_Exercise data_
Segment Open

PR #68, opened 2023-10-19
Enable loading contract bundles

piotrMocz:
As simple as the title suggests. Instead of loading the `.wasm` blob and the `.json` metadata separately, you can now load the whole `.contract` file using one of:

Segment Closed

_Problem description_
Set down the data above once more so that nothing differs from the original.

_Response to this task_
PR #68, opened 2023-10-19
Enable loading contract bundles

piotrMocz:
As simple as the title suggests. Instead of loading the `.wasm` blob and the `.json` metadata separately, you can now load the whole `.contract` file using one of:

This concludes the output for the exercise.